Selain itu, Adian menganggap bahwa Harun Masiku telah menjadi korban adanya iming-iming dari penyelenggara keputusan.
Menurut Adian, Harun punya hak menjadi anggota DPR berdasarkan keputusan partai yang diberikan berdasarkan keputusan MA, namun tak kunjung diberikan KPU lalu datanglah tawaran dari Wahyu Setiawan.
"Boleh tidak dia memperjuangkan haknya, kalau boleh dia berjuang. Mungkin caranya salah karena adanya tawaran, kira -kira seperti itu, tapi dalam hal ini harus jernih melihat, ada dua kemungkinan dia mungkin pelaku suap, kemungkinan kedua dia korban dari iming-iming penyelenggara," ucap Adian.
Selain Adian, Pakar Hukum Pidana Yenti Ganarsih juga mempertanyakan kondisi Harun dalam kasus suap tersebut. Yenti mengindikasikan kejadian yang menjerat Wahyu penipuan lantaran putusan KPU adalah kolektif kolegial.
Dalam hal ini KPU sempat menyatakan bahwa Harun tidak bisa menggantikan anggota DPR Nazaruddin Kiemas yang meninggal. Yenti mengatakan, ada kemungkinan oknum KPU meminta uang kepada Harun agar menjadi legislator DPR.
"Kalau penipuan memang 378 KUHP, ada inisiatif dari penipu yang menawarkan dan mengiming-imingi (Harun menjadi anggota DPR dengan mengeluarkan uang)," ujar Yenti Ganarsih dalam diskusi Ada Apa Dibalik Kasus Wahyu yang digelar di kawasan Tebet, Jakarta Pusat, Minggu 19 Januari 2020.
Advertisement
Bantah Bertemu Harun Masiku
Pada saat OTT yang dilakukan KPK kepada Wahyu Setiawan, di malam yang sama Sekjen PDIP Hasto Kristiyanto diduga berada di PTIK bersama dengan Harun Masiku. Namun, PDIP melalui Sekretasris Fraksi PDIP DPR Andreas Hugo Pareira keberatan dengan cerita yang beredar tersebut.
Selain itu, dalam kasus suap pengurusan PAW anggota DPR ini, PDIP menegaskan bahwa ada pihak yang ingin sengaja menyudutkan PDIP.
"Dalam konteks saat ini, PDI Perjuangan adalah korban dari framing politik tersebut," jelas Andreas kepada wartawan, Selasa 14 Januari 2020.
Saat dikonfirmasi mengenai kebenarannya yang terjadi pada Rabu, 8 Januari 2020, Hasto mengaku tengah sibuk mempersiapkan Rapat Kerja Nasional PDIP yang saat itu juga bertepatan dengan perayaan HUT ke-47 PDIP di JIExpo, Kemayoran, Jakarta Pusat.
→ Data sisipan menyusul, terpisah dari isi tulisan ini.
PR #6959, opened 2022-12-23
Updated schedule for Duo security functionApp

v-sabiraj:
image
image


DataConnectors/Duo Security/AzureFunctionDuoSecurity/function.json
```diff
@@ -4,7 +4,7 @@
       "name": "Timer",
       "type": "timerTrigger",
       "direction": "in",
-      "schedule": "%Schedule%"
```
v-rucdu, line 7: @v-sabiraj instead of making this change, let it be configurable only and just add the schedule with cron value in the properties section of the azure deploy file. Please refer to the [**AWS CloudTrail Azure Function**](https://github.com/Azure/Azure-Sentinel/blob/master/DataConnectors/AWS-CloudTrail-AzureFunction/azuredeploy_awscloudtrail.json)

v-rucdu (approved):

PR #7017, opened 2023-01-03
Hyperlink Validations with Error

v-amolpatil:
   
   Change(s):
   - Updated hyperlinkValidator.ts file

   Reason for Change(s):
   - When a new image is added in PR which is not in master then we should validate the image is present in the PR. If the image is from the github repo then check if the image is in the PR changes list and still if link is breaking then build should be failed.

   Version Updated:
   - NA

   Testing Completed:
   - Yes

   - Yes

**On Success:**
image

**On Failure:**
image


mkchiliveri:
Looks good, Approved

v-amolpatil:
Waiting for response from Pratik

v-dvedak (approved):

PR #7105, opened 2023-01-16
Enhancement:Identify targetProduct change With Azure Sentinel

v-amolpatil:
   
   Change(s):
   - When a Playbook file or mainTemplate.json file has "targetProduct": "Azure Sentinel" then we should skip the tag key value pair only. If there are Azure Sentinel in the same file at other places then we should fail the build.

   Reason for Change(s):
   - We are using "targetProduct": "Azure Sentinel" in Playbooks and we need to keep it intact so we should support skip for such cases of tag not complete file.

   Version Updated:
   - No

   Testing Completed:
   - Yes

   - Yes

**Scenarios I tested are as below and are passing:**
targetproduct = yes and value AS, azure sentinel in file yes ==> fail the build
targetproduct = yes and value AS, no azure sentinel in file ==> pass
targetproduct = yes and value Not AS, has azure sentinel in file ==> fail 
targetproduct = not present, no azure sentinel in file ==> pass
targetproduct = not present, azure sentinel in file ==> fail

**Screenshot while testing PR:**
image

### DIFF
--- a/.script/contentValidator.ts
+++ b/.script/contentValidator.ts
@@ -9,12 +9,22 @@ export async function ValidateFileContent(filePath: string): Promise<ExitCode>
     {
         const fileContent = fs.readFileSync(filePath, "utf8");
         const searchText = "Azure Sentinel"
-        const hasAzureSentinelText = fileContent.toLowerCase().includes(searchText.toLowerCase());
-        const hasTargetProductAzureSentinel = fileContent.includes('"targetProduct": "Azure Sentinel"')
+        const replaceText = '"targetProduct": "Azure Sentinel"';
 
-        if (hasAzureSentinelText && !hasTargetProductAzureSentinel)
+        const hasTargetProductAzureSentinel = fileContent.includes(replaceText);
+        const replacedFileContent = fileContent.replace(replaceText, "");
+        const hasAzureSentinelText = replacedFileContent.toLowerCase().includes(searchText.toLowerCase());
+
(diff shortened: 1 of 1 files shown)


rahul0216 (approved):
Changes look good.

v-rucdu (approved):

.script/contentValidator.ts
```diff
@@ -9,11 +9,22 @@ export async function ValidateFileContent(filePath: string): Promise<ExitCode>
...
+        const hasTargetProductAzureSentinel = fileContent.includes(replaceText);
+        const replacedFileContent = fileContent.replace(replaceText, "");
+        const hasAzureSentinelText = replacedFileContent.toLowerCase().includes(searchText.toLowerCase());
+
         if (hasAzureSentinelText)
         {
-            throw new Error(`Please update text from 'Azure Sentinel' to 'Microsoft Sentinel' in file '${filePath}'`);
+            if (hasTargetProductAzureSentinel)
+            {
+                throw new Error(`Please update text from 'Azure Sentinel' to 'Microsoft Sentinel' except 'targetProduct' key-value pair in file '${filePath}'`);
```
keyoke, line 22: Should this line really throw an error? I would think it should only emit log message i.e. console.log(`Please update text from 'Azure Sentinel' to 'Microsoft Sentinel' except 'targetProduct' key-value pair in file '${filePath}'`)

PR #7113, opened 2023-01-17
Fix to handle multiple replacement of targetProduct tag in Content Validation

v-amolpatil:
   
   Change(s):
   - When having multiple tags of "targetProduct" with value "Azure Sentinel" then it fails in current case. Javascript ".replace" function only replaces first occurance of the text not all matching text. So this new changes will handle all matching text. Here "/g" is for global and "i" is for ignore case insensitivity.

   Reason for Change(s):
   - Fix issue of single targetProduct as there can be multiple targetProduct tags.

   Version Updated:
   - No

   Testing Completed:
   - Yes

   - Yes


rahul0216 (approved):
Changes look good.

v-dvedak (approved):

PR #7117, opened 2023-01-19
Optimizing bag_unpack to be more performant

aprakash13:
   
   Change(s):
   - Adding schema to bag_unpack in the existing query

   Reason for Change(s):
   - Optimizing the current query so that bag_unpack is more performant


petebryan (approved):
Great work Ajeet!

PR #7149, opened 2023-01-25
Update the value of Dvc Alias in Network Session Schema

devikamehra:
Change(s):
   - Modified parameters contributing to Dvc Alias in Native Network Session Table

   Reason for Change(s):
   - To increase coverage and ensure no duplicate data is ingested in Native tables

   Version Updated:
   - Yes

   Testing Completed:
   - Yes

   - Yes


oshezaf (changes requested):
I don't think that in NetworkSession the destination system is a preferred choice for Dvc. I would stick to two other options making the "NetworkSession" variant the default one.

oshezaf (approved):

PR #7187, opened 2023-01-31
Update vimAuthenticationPostgreSQL.yaml

Steeeeeef:
Change(s):
   - Update vimAuthenticationPostgreSQL.yaml

Reason for Change(s):
   - Parser would not return records without the endtime being set to endtime instead of starttime.
   - I used this parser as template for building a different parser and the parser that I built contained the mistakes from the current version of this parser. Changing the starttime to endtime allows my parser to work and other parsers on the github also use endtime instead of starttime.

Version Updated:
   - No

Testing Completed:
   - No

   - No


oshezaf (changes requested):
Thanks @Steeeeeef for this important fix! We do need you to update the version to 0.1.2 as well as the date in the YAML file.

Selain itu, Hasto juga mengaku tak mengetahui keberadaan dua stafnya tersebut dikarenakan tengah dalam kondisi tidak sehat.
"Saya tidak mengetahui karena sakit diare tadi, sehingga dalam konteks seperti ini kami fokus dalam persiapan HUT ke-47 dan rakernas yang pertama," kata Hasto.